I hold her squirming, slippery toddler thighs, evasive like slick eels. She clomps her feet down, uneasy steps in the little pool, even with the extra buoyancy of the chlorinated water. She likes to open her mouth, like a great whale, letting the pool seep in, then out through her widely spaced teeth, two on top, two on bottom. She, surprisingly, exults in going under, seems to fall purposely: Oops! Silly me! Throwing her head back, eyes squeezed tight shut as she leads with her upturned chin, mouth open, nostrils flared, beckoning the water toward her until she is fully immersed, sinking, trusting that I’ll catch her, lift her upright to breathe clear air. As she emerges, a look of unadulterated glee followed by just the faintest hint of melancholy. A mermaid she wishes she could be.

1990

She is so thin and graceful, wearing an electric blue bikini, mousy hair. I’m surprised when she approaches me poolside.
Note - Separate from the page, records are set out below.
PR #5635, opened 2026-03-10
[examples][models] Change `GetRenderWidth()` to `GetScreenWidth()` in models_basic_voxel.c

SardineMilk:
I'm pretty sure that `GetRenderWidth()` is the wrong function for this situation.
`GetScreenHeight()` is used in the same line, so I changed it to `GetScreenWidth()` for consistency.

### DIFF
--- a/examples/models/models_basic_voxel.c
+++ b/examples/models/models_basic_voxel.c
@@ -137,7 +137,7 @@ int main(void)
             EndMode3D();
             
             // Draw reference point for raycasting to delete blocks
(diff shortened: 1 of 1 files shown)


raysan5:
@SardineMilk Thanks for the review! Actually I think there was some issue with raycasting... not sure now...

SardineMilk:
> @SardineMilk Thanks for the review! Actually I think there was some issue with raycasting... not sure now...

I took another look at it, and there is an error. I'll make an issue for it.

PR #5769, opened 2026-04-16
[build-windows.bat] Update build-windows script

areynaldo:
### Problem:
Windows batch build script still referenced utils.c, which no longer exists in src
Script did not detect VS2019 BuildTools vcvarsall path

### Changes:
Added VS2019 BuildTools vcvarsall.bat detection
Removed stale utils.c from RAYLIB_C_FILES

### Impact:
Keeps Windows script aligned with current src layout
Improves MSVC environment detection on systems with VS2019 BuildTools

### Testing:
- Verified diff scope is limited to `build-windows.bat`
- Example builds correctly for release and `-DEBUG`

### DIFF
--- a/projects/scripts/build-windows.bat
+++ b/projects/scripts/build-windows.bat
@@ -26,15 +26,13 @@ REM Checks if cl is available and skips to the argument loop if it is
 REM (Prevents calling vcvarsall every time you run this script)
 WHERE cl >nul 2>nul
 IF %ERRORLEVEL% == 0 goto READ_ARGS
+
 REM Activate the msvc build environment if cl isn't available yet
-IF EXIST "C:\Program Files (x86)\Microsoft Visual Studio\2017\Community\VC\Auxiliary\Build\vcvarsall.bat" (
-  set VC_INIT="C:\Program Files (x86)\Microsoft Visual Studio\2017\Community\VC\Auxiliary\Build\vcvarsall.bat"
-) ELSE IF EXIST "C:\Program Files (x86)\Microsoft Visual Studio\2017\BuildTools\VC\Auxiliary\Build\vcvarsall.bat" (
-  set VC_INIT="C:\Program Files (x86)\Microsoft Visual Studio\2017\BuildTools\VC\Auxiliary\Build\vcvarsall.bat"
-) ELSE IF EXIST "C:\Program Files (x86)\Microsoft Visual Studio\2019\BuildTools\VC\Auxiliary\Build\vcvarsall.bat" (
-  set VC_INIT="C:\Program Files (x86)\Microsoft Visual Studio\2019\BuildTools\VC\Auxiliary\Build\vcvarsall.bat"
-) ELSE IF EXIST "C:\Program Files (x86)\Microsoft Visual C++ Build Tools\vcbuildtools.bat" (
-  set VC_INIT="C:\Program Files (x86)\Microsoft Visual C++ Build Tools\vcbuildtools.bat"
+for /f "tokens=*" %%i in (
+  '"C:\Program Files (x86)\Microsoft Visual Studio\Installer\vswhere.exe" -latest -property installationPath 2^>nul'
+) do set VS_PATH=%%i
+IF defined VS_PATH (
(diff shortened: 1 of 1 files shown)


orcmid:
This approach to detection of Visual Studio's developer's CMD environment setup is unreliable and also out of date, considering that we're now at VS 2026.

The appropriate way to accomplish this is to use one of Visual Studio's Developer command prompts for the platform build desired, then run any batch script from that CMD window.  For example, "x64 Native Tools Command Prompt for VS" (depending on the version of VS you've installed - I use the freely-available Native Tools).

One can adapt shortcuts that do this and also start the CMD at a preferred location other than the location of VS Studio code itself.

I made an adaptation of `build-windows.bat` that operates that way, but it does other things that you may not need.  You can find out more at [VCrayApp tool](https://orcmid.github.io/nfoTools/dev/D211101/).   The [VCrayApp.bat script](https://github.com/orcmid/nfoTools/blob/master/devKits/WinDev/VCrayApp/dev/VCrayApp.bat) can be examined directly on GitHub.

This project of mine needs more work to reach version 1.0.0.  I have neglected it while working on a more-important project for me.

areynaldo:
I've updated the script to use `vswhere.exe` instead of hardcoded paths, which handles any VS version automatically (not the ones previous to 2017 afaik).

I think the point of this script is still to auto-initialize the environment so you don't need to start from a Developer Command Prompt or configure any shortcuts. Just copy, run, and it works.

orcmid:
That's a nice fix.  If you look at the script, or try to use it, you'll still be using a command prompt.  The script takes parameters and assumes some things about where things (such as `raylib/src/`) are located.  It also does command-line compiles and linking using the VC/C++ CL.exe command-line compiler. 

Compilation messages and error/warning messages all come to the cmd.exe terminal window.

Side Note: The Visual Studio IDE does this sort of thing by creating batch files that are run "under the covers."  You can see it in the IDE compilation output window that shows build progress.  Of course, in that case, compiler error/warning messages are handled in a nice way, showing you where in the source code they apply and you can click on them to see the code and what the message is about there.

I think you can get the IDE to use the raylib script, just like you can get it to us a `make.`  For myself I simply use the "developer command prompts" of my Visual Studio Build Tools and I use Visual Studio Code for text editing and its support of Intellisense.  That's all free.  But I'm an old-timer and I understand how these tools evolved and what problems they solve.

raysan5:
@areynaldo @orcmid thanks for the improvement and review

orcmid:
@areynaldo @raysan5 That fix depends on the user not having installed VS on a different drive/location, something I did when my C: was very tiny.  That was fixed when I finally upgraded my PC to one with a 2 TB C: drive last month.

 Using the VS-provided shortcuts for developer command prompts avoids a lot, including choice of what kind of build (x64, x86, etc.).  The script requires a lot of customization and that may be beyond a lot of folks who are just starting out.

I don't think there is anything to be done about this under `projects/scripts`.  I suspect most VS users will go the VS Projects route and not know what to do with a CMD script.

areynaldo:
@orcmid 

As I see it and as a user of the script myself, it's more aimed at people who are already comfortable working from the command line and prefer a minimal setup: just a `.bat` file and the compiler, no IDE or other build system involved. That kind of workflow is relatively common in circles with a Handmade Hero / Network mindset, and it has its audience. Such as unity builds or header only libraries. It's just style, has its pros and its cons.

If you're a newcomer or just prefer using the other project options, you'll almost certainly default to a VS or VS Code or a Cmake project setup, and that's totally fine. You probably won't even open that `.bat` file if you are not looking for it. But some do like the simplicity of the one script. It's just another option available.

orcmid:
@areynaldo 
> As I see it and as a user of the script myself, it's more aimed at people who are already comfortable working from the command line and prefer a minimal setup: just a `.bat` file and the compiler, no IDE or other build system involved. 

I am one of those.  I just use the free Visual Studio Build Tools (no IDE), along with Visual Studio Code as my editor of choice.  I use the model behind `build-windows.bat` for my own version that does not require customization and I am now adapting the same technique for non-raylib projects of mine.

But then I'm an old grey-beard and I was around when compiling separate modules that could be linked and made libraries was invented.

PR #5772, opened 2026-04-17
[Platform/RGFW] fix issue with gettime

CrackedPixel:
`GetTime()` was previously broken


raysan5:
@CrackedPixel thanks for the review, I think that `Time.base` variable is confusing because it refers to different values depending on the platform, it could be ticks or nanoseconds. Something to review in the future...

PR #5774, opened 2026-04-17
[Platform/SDL] Add a fallback to SDL joystick for controllers that do not have an SDL mapping

Yonokid:
Some third party controllers do not have recognizable SDL mappings and fail to initialize when plugged in; Opening the controller as a joystick allows for the input to be registered


raysan5:
@Yonokid Sorry but I'm afraid I prefer to avoid adding extra variables and logic to maintain only to support those side cases.

Yonokid:
Ok, thank you for reviewing this

PR #5775, opened 2026-04-17
[Platform/RGFW] fix range in minigamepad.h

CrackedPixel:
The zig build system found this issue


CrackedPixel:
riley said this fix is incorrect, will come back to it later

PR #5779, opened 2026-04-19
Mouse delta calculation with scaling

### LINKED ISSUE #5778: GetMouseDelta not scaled by SetMouseScale
When rendering to different resolutions,  it is suggested that the functions SetMouseScale and SetMouseOffset can be used to correct for differences to actual window size. GetMouseDelta is not taking into account the scaling meaning this has to be done externally. I ran into this while implementing some GUI elements for a project a while ago and continue to bodge around it by storing my own values for scale and creating a GetMouseDeltaScaled function.
It could be solved very simply by modifying GetMouseDelta to:
```
Vector2 GetMouseDelta(void)
{
    Vector2 delta = { 0 };

    delta.x = (CORE.Input.Mouse.currentPosition.x - CORE.Input.Mouse.previousPosition.x)*CORE.Input.Mouse.scale.x;
    delta.y = (CORE.Input.Mouse.currentPosition.y - CORE.Input.Mouse.previousPosition.y)*CORE.Input.Mouse.scale.y;

    return delta;
}
```
Maybe there's a reason it isn't implemented like this already but I couldn't find any previous issues concerning this.

Itwernme:
fixes #5778 
GetMouseDelta scaling issue by adding scaling from SetMouseScale.

### DIFF
--- a/src/rcore.c
+++ b/src/rcore.c
@@ -4125,8 +4125,8 @@ Vector2 GetMouseDelta(void)
 {
     Vector2 delta = { 0 };
 
-    delta.x = CORE.Input.Mouse.currentPosition.x - CORE.Input.Mouse.previousPosition.x;
-    delta.y = CORE.Input.Mouse.currentPosition.y - CORE.Input.Mouse.previousPosition.y;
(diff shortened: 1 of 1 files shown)


Itwernme:
Sorry for linking to the wrong issue. Should be correct now

raysan5:
@Itwernme thanks! looks good!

Overweight and awkward, I wear my pudginess like armor; it keeps me humble, it keeps me introverted. I long to be charming, liked. Don’t we all at this preteen age? (At every age.) I can’t believe it: friends with me? She’s inquisitive, chatty, polished. I feel more elegant just being near her. It is revealed eventually, this is the truth: I am just a means to her end, a conduit for connection to my tall, older brother. He has reached the golden age: past gangliness, past acne, post-braces. I’m in awe of him too. 

1983

I’m learning to swim in the side pool, previously a hot tub but converted to what we call “the baby pool.” A bridge of dark brown tiles, just an inch under the surface, divides the tiny pool from the larger. Like a stumpy appendage, a bleb of an outgrowth, the small pool protrudes. The older kids like to coast back and forth on their tummies, sliding like monk seals. I can barely touch the bottom, on my tippy toes I bounce along, suspended for just a moment, like a moonwalking astronaut. A perimeter ledge for seating, I leap from side to side arms outstretched with orange inflated “muscles,” skinny legs flailing behind me. Sometimes I sink under with the effort, sour liquid up my nostrils, eyes stinging from chlorine. I grab the a handhold of smooth tile, turn, and try again.